▸ Input material:
+++++

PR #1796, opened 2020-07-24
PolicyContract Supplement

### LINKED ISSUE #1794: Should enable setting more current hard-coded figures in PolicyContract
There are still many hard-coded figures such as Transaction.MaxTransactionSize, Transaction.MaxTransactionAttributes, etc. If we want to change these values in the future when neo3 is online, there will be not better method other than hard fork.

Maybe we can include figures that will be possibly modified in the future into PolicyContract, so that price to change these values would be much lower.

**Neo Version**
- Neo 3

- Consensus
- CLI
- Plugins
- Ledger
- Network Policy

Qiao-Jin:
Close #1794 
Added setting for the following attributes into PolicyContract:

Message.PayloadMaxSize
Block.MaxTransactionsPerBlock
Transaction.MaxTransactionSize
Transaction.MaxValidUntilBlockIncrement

+++++

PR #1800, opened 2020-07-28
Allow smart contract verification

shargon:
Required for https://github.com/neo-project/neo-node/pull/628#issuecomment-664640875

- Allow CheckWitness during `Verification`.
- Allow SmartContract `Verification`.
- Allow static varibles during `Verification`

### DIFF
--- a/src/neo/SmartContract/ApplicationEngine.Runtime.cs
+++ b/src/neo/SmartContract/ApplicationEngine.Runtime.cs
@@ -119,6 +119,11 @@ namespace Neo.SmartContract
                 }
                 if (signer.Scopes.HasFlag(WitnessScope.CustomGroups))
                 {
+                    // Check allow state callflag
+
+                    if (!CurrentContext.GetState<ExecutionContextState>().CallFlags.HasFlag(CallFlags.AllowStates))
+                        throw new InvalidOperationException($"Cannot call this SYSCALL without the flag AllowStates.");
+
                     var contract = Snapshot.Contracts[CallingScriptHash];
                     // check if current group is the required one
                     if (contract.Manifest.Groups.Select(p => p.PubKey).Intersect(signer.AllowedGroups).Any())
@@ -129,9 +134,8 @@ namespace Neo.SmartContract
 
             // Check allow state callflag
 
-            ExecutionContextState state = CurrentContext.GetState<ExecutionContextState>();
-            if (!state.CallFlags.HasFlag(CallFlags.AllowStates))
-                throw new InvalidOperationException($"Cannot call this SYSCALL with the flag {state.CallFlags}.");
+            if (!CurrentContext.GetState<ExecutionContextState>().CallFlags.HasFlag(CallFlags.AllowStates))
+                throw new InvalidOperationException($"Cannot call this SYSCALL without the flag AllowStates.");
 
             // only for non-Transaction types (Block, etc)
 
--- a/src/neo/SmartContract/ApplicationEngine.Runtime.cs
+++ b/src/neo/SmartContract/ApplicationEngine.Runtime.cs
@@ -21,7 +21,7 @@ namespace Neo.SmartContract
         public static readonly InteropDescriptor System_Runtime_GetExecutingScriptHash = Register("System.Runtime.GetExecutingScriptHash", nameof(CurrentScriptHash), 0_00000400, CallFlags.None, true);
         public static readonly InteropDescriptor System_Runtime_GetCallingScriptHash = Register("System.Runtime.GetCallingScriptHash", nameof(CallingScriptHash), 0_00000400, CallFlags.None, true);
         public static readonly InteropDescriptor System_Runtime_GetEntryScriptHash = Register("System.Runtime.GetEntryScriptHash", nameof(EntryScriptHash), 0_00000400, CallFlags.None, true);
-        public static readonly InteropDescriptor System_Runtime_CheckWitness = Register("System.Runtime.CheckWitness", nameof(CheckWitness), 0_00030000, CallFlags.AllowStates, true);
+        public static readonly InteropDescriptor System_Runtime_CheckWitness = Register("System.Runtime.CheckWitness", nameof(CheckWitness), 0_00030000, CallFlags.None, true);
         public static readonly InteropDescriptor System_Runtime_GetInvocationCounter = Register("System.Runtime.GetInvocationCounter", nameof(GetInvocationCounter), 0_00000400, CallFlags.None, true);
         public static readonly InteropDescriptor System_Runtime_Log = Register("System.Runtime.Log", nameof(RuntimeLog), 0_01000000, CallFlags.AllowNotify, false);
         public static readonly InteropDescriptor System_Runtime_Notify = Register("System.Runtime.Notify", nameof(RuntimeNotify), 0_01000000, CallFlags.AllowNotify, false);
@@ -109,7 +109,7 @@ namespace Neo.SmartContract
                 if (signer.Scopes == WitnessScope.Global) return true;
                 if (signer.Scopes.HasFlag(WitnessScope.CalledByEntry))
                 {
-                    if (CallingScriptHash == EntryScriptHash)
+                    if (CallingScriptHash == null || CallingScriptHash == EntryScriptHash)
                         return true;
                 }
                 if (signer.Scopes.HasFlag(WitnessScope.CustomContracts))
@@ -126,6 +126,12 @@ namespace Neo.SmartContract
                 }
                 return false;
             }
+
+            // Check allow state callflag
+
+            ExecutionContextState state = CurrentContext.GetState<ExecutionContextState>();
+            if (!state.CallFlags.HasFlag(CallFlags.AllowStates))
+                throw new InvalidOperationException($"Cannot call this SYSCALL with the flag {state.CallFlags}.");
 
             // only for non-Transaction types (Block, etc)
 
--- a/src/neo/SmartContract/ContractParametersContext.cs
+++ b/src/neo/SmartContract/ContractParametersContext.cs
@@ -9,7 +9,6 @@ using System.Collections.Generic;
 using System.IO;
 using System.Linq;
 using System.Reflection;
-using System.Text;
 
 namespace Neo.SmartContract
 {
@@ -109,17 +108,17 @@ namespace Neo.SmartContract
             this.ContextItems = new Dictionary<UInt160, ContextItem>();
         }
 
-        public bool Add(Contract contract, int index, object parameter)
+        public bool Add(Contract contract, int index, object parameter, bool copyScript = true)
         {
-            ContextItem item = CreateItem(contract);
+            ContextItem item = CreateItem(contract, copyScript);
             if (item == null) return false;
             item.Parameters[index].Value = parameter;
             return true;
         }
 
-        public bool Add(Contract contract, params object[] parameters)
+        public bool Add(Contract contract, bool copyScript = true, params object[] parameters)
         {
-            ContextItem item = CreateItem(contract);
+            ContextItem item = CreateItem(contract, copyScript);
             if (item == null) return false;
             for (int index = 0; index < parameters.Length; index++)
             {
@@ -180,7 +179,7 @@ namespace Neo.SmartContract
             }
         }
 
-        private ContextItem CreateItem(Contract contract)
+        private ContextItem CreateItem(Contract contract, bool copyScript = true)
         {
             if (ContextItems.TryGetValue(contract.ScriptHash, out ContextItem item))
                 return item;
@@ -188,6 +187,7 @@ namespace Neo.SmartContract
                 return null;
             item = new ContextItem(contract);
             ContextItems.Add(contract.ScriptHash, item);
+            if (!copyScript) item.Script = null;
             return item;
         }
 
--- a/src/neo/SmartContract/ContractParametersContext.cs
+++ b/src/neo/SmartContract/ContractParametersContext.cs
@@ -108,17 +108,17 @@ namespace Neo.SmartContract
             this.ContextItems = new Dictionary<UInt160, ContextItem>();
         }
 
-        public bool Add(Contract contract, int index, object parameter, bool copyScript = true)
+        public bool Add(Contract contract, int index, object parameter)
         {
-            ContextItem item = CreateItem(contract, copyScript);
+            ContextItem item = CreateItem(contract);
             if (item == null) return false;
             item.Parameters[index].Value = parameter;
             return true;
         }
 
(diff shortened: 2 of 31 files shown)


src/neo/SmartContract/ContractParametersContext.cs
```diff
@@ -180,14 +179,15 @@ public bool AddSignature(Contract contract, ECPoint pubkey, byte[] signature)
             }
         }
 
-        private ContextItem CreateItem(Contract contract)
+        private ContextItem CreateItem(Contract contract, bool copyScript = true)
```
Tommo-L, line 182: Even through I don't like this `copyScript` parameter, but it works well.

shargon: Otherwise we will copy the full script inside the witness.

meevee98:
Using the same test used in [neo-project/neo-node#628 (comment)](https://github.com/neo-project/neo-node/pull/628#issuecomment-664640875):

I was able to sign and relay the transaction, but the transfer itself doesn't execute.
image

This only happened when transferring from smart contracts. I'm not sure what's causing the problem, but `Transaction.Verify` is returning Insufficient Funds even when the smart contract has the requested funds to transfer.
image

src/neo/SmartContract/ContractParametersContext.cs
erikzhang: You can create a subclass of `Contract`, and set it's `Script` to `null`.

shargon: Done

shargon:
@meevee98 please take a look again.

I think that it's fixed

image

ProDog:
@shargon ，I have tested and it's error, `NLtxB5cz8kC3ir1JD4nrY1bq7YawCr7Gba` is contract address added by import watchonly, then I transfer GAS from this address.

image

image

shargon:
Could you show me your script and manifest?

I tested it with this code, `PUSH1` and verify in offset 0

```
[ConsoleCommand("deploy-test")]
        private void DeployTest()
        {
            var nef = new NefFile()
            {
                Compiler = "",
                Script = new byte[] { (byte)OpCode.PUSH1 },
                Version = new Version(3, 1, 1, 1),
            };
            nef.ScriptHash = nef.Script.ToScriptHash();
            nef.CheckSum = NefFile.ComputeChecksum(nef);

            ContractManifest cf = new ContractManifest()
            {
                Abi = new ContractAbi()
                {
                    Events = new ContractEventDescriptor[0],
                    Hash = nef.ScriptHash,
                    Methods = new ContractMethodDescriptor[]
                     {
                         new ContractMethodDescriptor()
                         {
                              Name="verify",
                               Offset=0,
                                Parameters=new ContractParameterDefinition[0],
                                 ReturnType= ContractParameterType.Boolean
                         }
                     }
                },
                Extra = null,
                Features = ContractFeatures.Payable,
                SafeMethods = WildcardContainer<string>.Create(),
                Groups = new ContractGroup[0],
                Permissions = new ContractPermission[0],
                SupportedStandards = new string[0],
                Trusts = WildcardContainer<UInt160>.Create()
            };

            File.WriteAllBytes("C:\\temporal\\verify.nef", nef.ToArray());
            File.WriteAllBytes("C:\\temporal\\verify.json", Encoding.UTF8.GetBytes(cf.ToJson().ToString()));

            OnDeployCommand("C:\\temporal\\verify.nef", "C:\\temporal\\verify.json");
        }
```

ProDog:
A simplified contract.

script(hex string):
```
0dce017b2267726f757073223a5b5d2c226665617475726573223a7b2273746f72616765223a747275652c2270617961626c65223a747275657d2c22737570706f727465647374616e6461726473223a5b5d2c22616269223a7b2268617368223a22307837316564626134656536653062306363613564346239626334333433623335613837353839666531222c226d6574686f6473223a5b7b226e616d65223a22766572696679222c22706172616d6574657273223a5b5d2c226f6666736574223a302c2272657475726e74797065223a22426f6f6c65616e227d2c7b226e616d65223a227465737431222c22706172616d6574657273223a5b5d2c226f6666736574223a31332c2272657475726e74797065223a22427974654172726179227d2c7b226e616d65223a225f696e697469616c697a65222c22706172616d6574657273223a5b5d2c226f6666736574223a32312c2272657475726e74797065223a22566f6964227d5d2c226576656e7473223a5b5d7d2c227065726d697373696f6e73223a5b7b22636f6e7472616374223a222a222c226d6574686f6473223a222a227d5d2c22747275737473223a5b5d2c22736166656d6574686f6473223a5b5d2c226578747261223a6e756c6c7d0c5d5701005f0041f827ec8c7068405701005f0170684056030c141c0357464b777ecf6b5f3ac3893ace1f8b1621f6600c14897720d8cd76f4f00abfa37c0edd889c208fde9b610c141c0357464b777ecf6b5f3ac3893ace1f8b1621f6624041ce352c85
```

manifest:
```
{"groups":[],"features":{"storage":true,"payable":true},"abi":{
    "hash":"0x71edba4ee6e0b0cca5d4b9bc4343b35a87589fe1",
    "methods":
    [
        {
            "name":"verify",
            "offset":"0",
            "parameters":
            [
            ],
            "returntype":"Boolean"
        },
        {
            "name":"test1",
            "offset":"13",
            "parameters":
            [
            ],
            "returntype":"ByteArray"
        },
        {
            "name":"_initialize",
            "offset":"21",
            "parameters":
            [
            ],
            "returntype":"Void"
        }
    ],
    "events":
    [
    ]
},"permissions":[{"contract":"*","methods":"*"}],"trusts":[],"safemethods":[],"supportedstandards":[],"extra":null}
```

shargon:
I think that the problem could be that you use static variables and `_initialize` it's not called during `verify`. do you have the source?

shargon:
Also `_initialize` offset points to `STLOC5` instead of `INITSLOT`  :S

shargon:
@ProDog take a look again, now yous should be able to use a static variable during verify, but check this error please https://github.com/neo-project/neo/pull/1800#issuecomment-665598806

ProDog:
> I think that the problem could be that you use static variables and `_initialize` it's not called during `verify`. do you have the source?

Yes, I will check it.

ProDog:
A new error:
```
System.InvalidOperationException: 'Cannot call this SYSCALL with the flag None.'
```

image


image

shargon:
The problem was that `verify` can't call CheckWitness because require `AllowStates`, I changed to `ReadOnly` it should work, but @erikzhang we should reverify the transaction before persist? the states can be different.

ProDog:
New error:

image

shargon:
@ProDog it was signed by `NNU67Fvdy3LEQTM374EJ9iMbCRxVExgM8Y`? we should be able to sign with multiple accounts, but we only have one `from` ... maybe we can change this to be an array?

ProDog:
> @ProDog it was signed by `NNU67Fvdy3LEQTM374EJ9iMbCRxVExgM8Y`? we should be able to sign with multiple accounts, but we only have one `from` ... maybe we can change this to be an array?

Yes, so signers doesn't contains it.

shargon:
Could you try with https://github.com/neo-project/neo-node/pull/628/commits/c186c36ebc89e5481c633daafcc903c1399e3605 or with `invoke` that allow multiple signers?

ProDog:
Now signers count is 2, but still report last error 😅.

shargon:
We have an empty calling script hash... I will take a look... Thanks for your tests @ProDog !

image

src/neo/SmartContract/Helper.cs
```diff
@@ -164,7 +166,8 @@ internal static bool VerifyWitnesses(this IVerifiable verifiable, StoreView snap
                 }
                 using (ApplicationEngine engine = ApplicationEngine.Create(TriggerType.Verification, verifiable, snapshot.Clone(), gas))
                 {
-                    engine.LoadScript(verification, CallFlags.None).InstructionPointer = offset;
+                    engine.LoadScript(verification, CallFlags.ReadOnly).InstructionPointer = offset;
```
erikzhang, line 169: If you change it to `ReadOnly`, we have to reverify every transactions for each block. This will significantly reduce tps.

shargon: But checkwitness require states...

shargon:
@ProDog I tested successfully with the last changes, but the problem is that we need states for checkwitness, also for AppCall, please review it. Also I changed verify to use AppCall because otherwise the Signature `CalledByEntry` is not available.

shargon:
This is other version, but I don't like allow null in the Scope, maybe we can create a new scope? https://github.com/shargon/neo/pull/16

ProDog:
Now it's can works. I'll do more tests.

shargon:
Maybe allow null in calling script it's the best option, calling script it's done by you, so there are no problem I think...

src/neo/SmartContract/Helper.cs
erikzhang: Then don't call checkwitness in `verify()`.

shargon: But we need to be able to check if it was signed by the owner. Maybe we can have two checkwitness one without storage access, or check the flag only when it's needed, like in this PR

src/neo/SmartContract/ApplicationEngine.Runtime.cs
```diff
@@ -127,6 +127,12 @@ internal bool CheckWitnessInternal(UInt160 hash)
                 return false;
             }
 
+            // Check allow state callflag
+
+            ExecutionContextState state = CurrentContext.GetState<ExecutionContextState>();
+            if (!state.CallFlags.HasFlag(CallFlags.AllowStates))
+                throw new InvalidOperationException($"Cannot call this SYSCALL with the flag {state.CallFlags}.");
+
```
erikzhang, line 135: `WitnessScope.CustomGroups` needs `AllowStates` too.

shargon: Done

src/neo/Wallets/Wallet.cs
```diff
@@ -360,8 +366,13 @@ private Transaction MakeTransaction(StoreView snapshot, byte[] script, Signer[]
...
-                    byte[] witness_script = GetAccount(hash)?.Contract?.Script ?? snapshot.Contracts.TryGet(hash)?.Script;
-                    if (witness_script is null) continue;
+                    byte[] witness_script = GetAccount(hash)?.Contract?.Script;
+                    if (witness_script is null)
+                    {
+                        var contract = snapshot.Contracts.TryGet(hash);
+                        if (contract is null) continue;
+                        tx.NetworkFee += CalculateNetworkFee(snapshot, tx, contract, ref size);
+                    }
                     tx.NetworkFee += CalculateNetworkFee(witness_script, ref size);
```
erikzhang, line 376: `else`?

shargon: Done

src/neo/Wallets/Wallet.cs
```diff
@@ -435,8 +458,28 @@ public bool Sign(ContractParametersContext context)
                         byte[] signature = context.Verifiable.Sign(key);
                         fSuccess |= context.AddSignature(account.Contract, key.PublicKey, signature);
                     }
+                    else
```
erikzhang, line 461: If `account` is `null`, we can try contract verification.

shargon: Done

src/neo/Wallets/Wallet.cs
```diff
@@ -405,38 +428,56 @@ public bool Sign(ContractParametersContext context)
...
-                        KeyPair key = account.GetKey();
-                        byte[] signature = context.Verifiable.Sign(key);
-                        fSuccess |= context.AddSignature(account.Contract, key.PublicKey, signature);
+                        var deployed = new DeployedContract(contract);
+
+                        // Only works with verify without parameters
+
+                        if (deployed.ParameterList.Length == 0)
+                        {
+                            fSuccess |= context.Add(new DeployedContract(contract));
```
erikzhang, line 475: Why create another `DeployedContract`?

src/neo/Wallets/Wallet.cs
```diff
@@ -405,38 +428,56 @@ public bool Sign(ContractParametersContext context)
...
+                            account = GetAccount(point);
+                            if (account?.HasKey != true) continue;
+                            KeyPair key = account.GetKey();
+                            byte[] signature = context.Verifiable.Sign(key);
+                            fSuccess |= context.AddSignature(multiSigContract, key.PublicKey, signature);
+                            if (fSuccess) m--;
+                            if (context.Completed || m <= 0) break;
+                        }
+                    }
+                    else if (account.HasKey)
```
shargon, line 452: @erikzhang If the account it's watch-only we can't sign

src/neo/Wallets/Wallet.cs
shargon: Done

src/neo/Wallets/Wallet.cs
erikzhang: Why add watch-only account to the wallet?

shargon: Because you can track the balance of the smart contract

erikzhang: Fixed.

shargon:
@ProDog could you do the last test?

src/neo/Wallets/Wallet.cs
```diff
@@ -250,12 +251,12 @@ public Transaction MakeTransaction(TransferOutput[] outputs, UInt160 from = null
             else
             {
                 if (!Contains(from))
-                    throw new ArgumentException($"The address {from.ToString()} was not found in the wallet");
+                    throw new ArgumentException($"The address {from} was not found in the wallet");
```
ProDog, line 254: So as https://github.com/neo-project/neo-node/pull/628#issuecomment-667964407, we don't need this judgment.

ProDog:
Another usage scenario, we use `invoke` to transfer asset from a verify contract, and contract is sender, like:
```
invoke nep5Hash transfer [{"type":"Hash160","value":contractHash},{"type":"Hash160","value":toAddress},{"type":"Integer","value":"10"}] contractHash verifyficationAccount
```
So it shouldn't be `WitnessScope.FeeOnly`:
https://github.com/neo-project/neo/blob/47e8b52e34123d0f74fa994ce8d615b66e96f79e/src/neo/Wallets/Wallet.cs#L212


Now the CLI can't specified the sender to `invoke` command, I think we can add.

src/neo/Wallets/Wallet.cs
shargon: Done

+++++

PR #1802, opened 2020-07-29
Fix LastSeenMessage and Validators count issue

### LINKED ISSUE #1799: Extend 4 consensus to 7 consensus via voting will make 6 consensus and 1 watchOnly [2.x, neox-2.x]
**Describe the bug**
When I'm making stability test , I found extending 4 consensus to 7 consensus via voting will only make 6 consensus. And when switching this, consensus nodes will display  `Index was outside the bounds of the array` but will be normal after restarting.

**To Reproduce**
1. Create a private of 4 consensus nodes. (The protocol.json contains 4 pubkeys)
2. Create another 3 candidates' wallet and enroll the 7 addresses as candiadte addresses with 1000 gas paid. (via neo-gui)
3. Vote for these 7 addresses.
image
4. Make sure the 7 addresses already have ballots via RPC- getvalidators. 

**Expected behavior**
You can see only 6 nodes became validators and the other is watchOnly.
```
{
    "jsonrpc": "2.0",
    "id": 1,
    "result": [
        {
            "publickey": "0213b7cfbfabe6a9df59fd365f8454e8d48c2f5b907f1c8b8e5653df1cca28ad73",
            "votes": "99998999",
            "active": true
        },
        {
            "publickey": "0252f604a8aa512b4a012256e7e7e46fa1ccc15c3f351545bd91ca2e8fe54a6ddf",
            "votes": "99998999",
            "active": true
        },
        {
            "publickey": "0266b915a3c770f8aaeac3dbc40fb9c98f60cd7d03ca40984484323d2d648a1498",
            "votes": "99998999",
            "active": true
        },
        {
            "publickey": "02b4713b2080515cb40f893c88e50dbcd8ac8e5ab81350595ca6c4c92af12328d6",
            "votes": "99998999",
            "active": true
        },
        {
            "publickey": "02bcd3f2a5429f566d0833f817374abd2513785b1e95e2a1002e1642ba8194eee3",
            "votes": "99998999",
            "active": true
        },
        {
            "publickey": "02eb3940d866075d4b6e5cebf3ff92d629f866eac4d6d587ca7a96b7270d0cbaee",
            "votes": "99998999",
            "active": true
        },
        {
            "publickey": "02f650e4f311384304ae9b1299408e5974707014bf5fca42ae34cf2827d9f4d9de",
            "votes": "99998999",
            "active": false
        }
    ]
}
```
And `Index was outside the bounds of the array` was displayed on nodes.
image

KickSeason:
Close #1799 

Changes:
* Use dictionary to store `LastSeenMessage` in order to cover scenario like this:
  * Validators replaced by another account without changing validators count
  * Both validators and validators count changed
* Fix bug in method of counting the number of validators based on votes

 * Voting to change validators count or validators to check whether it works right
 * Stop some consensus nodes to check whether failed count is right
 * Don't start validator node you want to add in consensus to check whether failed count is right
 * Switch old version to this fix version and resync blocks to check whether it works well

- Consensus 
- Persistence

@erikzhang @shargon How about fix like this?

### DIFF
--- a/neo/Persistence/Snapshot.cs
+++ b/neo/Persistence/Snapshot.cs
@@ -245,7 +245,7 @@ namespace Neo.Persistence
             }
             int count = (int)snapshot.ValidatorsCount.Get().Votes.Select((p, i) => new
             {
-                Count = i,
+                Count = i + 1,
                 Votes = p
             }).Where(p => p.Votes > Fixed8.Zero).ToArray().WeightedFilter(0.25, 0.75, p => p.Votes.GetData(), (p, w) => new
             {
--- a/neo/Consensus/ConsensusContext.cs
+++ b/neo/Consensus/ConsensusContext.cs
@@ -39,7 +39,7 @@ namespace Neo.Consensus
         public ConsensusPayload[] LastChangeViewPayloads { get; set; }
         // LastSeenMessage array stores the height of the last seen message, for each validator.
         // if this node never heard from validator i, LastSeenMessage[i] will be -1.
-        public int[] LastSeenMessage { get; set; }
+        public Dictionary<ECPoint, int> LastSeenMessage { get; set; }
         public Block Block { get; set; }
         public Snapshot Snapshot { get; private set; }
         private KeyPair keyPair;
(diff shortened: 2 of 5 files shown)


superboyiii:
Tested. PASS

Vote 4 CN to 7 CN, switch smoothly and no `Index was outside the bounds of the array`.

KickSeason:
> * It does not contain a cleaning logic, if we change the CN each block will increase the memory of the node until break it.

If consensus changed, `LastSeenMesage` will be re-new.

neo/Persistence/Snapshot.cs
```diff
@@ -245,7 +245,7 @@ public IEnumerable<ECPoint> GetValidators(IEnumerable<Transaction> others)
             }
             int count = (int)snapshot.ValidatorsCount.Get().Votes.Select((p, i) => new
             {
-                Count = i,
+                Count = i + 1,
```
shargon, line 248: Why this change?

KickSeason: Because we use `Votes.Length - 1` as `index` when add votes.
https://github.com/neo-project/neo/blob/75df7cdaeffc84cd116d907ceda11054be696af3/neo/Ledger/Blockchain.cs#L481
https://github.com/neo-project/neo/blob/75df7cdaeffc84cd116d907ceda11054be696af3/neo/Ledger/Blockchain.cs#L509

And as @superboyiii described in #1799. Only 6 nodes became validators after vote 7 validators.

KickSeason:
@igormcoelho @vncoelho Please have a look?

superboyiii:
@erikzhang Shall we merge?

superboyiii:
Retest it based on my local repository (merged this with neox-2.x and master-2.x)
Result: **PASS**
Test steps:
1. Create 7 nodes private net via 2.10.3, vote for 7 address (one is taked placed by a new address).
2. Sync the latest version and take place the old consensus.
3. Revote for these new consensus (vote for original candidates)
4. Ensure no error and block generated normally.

+++++

▸ Problem requirements: Look above for the line holding "PR #1796, opened 2020-07-24" and the line holding "Added setting for", then output exactly those two lines and every line between them, nothing more.

▸ Exercise output:
PR #1796, opened 2020-07-24
PolicyContract Supplement

### LINKED ISSUE #1794: Should enable setting more current hard-coded figures in PolicyContract
There are still many hard-coded figures such as Transaction.MaxTransactionSize, Transaction.MaxTransactionAttributes, etc. If we want to change these values in the future when neo3 is online, there will be not better method other than hard fork.

Maybe we can include figures that will be possibly modified in the future into PolicyContract, so that price to change these values would be much lower.

**Neo Version**
- Neo 3

- Consensus
- CLI
- Plugins
- Ledger
- Network Policy

Qiao-Jin:
Close #1794 
Added setting for the following attributes into PolicyContract:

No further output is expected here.